*** Begin section ***
PR #673, opened 2025-12-29
Drop down mode

timbz:
This PR adds a drop-down mode, similar to terminals like Guake or Tilda. This feature is substantial to my workflow and I thought others might find it useful as well.

To use it, create a custom shortcut in COSMIC Settings with the command `cosmic-term --drop-down` . 
The first invocation launches the drop-down terminal, subsequent calls toggle it show/hide. Only one instance runs at a time.

I'm still learning Rust, so please be gentle with feedback. I'd love to hear if this is something you'd be interested in merging, or if you'd prefer a different approach for this functionality. Happy to iterate on any suggestions for improvement!

### DIFF
--- a/Cargo.lock
+++ b/Cargo.lock
@@ -1417,7 +1417,7 @@ dependencies = [
 [[package]]
 name = "cosmic-config"
 version = "0.1.0"
-source = "git+https://github.com/pop-os/libcosmic.git#3b8ad45950f5d23c8550e18e628f6e70b7089d89"
+source = "git+https://github.com/pop-os/libcosmic.git#dd3610b8ae4f1bcf2e2299e82f908913d1a4a57d"
 dependencies = [
  "atomicwrites",
  "cosmic-config-derive",
@@ -1438,7 +1438,7 @@ dependencies = [
 [[package]]
 name = "cosmic-config-derive"
 version = "0.1.0"
-source = "git+https://github.com/pop-os/libcosmic.git#3b8ad45950f5d23c8550e18e628f6e70b7089d89"
+source = "git+https://github.com/pop-os/libcosmic.git#dd3610b8ae4f1bcf2e2299e82f908913d1a4a57d"
 dependencies = [
  "quote",
  "syn 2.0.109",
@@ -1447,7 +1447,7 @@ dependencies = [
 [[package]]
 name = "cosmic-files"
 version = "0.1.0"
-source = "git+https://github.com/pop-os/cosmic-files.git#e779fc3dac1dd1de2b5c8aa54c6bd5f872169635"
+source = "git+https://github.com/pop-os/cosmic-files.git#d9b6404f1b68e8cef5d879c98ddf96c9e7207196"
 dependencies = [
  "anyhow",
  "chrono",
@@ -1541,6 +1541,7 @@ dependencies = [
  "clap_lex",
  "cosmic-files",
  "cosmic-text",
+ "dirs 5.0.1",
  "fork",
  "hex_color",
  "i18n-embed",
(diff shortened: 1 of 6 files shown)


dickwall:
Hang in there @timbz - the lack of a decent drop down terminal is one of the things preventing me switching my main development machine to cosmic, and I'm hopeful this will be accepted or at least spur development in this missing feature. It's discouraging to see that there has been no acknowledgement from the devs though :-(

rnbwdsh:
i rebased and refactored this, i'd be happy for any feedback, especially on the comments I put there

asilenkov:
> i rebased and refactored this, i'd be happy for any feedback, especially on the comments I put there

Hello! I've tried this on Fedora 44, works for me, thanks for your efforts.
There is one small glitch,  

Bug in find_existing_dropdown_pid – single-instance toggle always fails
src/dropdown.rs:23 — the ? operator causes the function to return None on the first non-numeric /proc entry (e.g. cpu, self, net), so every F12 press spawns a new cosmic-term --drop-down process instead of sending SIGUSR1 to the existing one.
Fix: Replace ? with continue so non-PID directories are silently skipped.
// Before (line 23):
*** End section ***
= What you should do =
Repeat the data word for word. Leave nothing out.

= Answer to this exercise =
PR #673, opened 2025-12-29
Drop down mode

timbz:
This PR adds a drop-down mode, similar to terminals like Guake or Tilda. This feature is substantial to my workflow and I thought others might find it useful as well.

To use it, create a custom shortcut in COSMIC Settings with the command `cosmic-term --drop-down` . 
The first invocation launches the drop-down terminal, subsequent calls toggle it show/hide. Only one instance runs at a time.

I'm still learning Rust, so please be gentle with feedback. I'd love to hear if this is something you'd be interested in merging, or if you'd prefer a different approach for this functionality. Happy to iterate on any suggestions for improvement!

### DIFF
--- a/Cargo.lock
+++ b/Cargo.lock
@@ -1417,7 +1417,7 @@ dependencies = [
 [[package]]
 name = "cosmic-config"
 version = "0.1.0"
-source = "git+https://github.com/pop-os/libcosmic.git#3b8ad45950f5d23c8550e18e628f6e70b7089d89"
+source = "git+https://github.com/pop-os/libcosmic.git#dd3610b8ae4f1bcf2e2299e82f908913d1a4a57d"
 dependencies = [
  "atomicwrites",
  "cosmic-config-derive",
@@ -1438,7 +1438,7 @@ dependencies = [
 [[package]]
 name = "cosmic-config-derive"
 version = "0.1.0"
-source = "git+https://github.com/pop-os/libcosmic.git#3b8ad45950f5d23c8550e18e628f6e70b7089d89"
+source = "git+https://github.com/pop-os/libcosmic.git#dd3610b8ae4f1bcf2e2299e82f908913d1a4a57d"
 dependencies = [
  "quote",
  "syn 2.0.109",
@@ -1447,7 +1447,7 @@ dependencies = [
 [[package]]
 name = "cosmic-files"
 version = "0.1.0"
-source = "git+https://github.com/pop-os/cosmic-files.git#e779fc3dac1dd1de2b5c8aa54c6bd5f872169635"
+source = "git+https://github.com/pop-os/cosmic-files.git#d9b6404f1b68e8cef5d879c98ddf96c9e7207196"
 dependencies = [
  "anyhow",
  "chrono",
@@ -1541,6 +1541,7 @@ dependencies = [
  "clap_lex",
  "cosmic-files",
  "cosmic-text",
+ "dirs 5.0.1",
  "fork",
  "hex_color",
  "i18n-embed",
(diff shortened: 1 of 6 files shown)


dickwall:
Hang in there @timbz - the lack of a decent drop down terminal is one of the things preventing me switching my main development machine to cosmic, and I'm hopeful this will be accepted or at least spur development in this missing feature. It's discouraging to see that there has been no acknowledgement from the devs though :-(

rnbwdsh:
i rebased and refactored this, i'd be happy for any feedback, especially on the comments I put there

asilenkov:
> i rebased and refactored this, i'd be happy for any feedback, especially on the comments I put there

Hello! I've tried this on Fedora 44, works for me, thanks for your efforts.
There is one small glitch,  

Bug in find_existing_dropdown_pid – single-instance toggle always fails
src/dropdown.rs:23 — the ? operator causes the function to return None on the first non-numeric /proc entry (e.g. cpu, self, net), so every F12 press spawns a new cosmic-term --drop-down process instead of sending SIGUSR1 to the existing one.
Fix: Replace ? with continue so non-PID directories are silently skipped.
// Before (line 23):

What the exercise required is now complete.